> _WHAT THE TASK ASKS_: When you transcribe the records that follow, reproduce each line exactly as given.

______________________________

PR #5074, opened 2022-01-08
Doc: Use EPSG:4326 with PG geography

jratike80:


rouault:
Putting that on hold since resolving https://github.com/OSGeo/gdal/issues/5075 would cause it to be amended

rouault:
superseded per https://github.com/OSGeo/gdal/pull/5079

______________________________

> _RESPONSE TO THIS EXERCISE_:
PR #5074, opened 2022-01-08
Doc: Use EPSG:4326 with PG geography

jratike80:


rouault:
Putting that on hold since resolving https://github.com/OSGeo/gdal/issues/5075 would cause it to be amended

rouault:
superseded per https://github.com/OSGeo/gdal/pull/5079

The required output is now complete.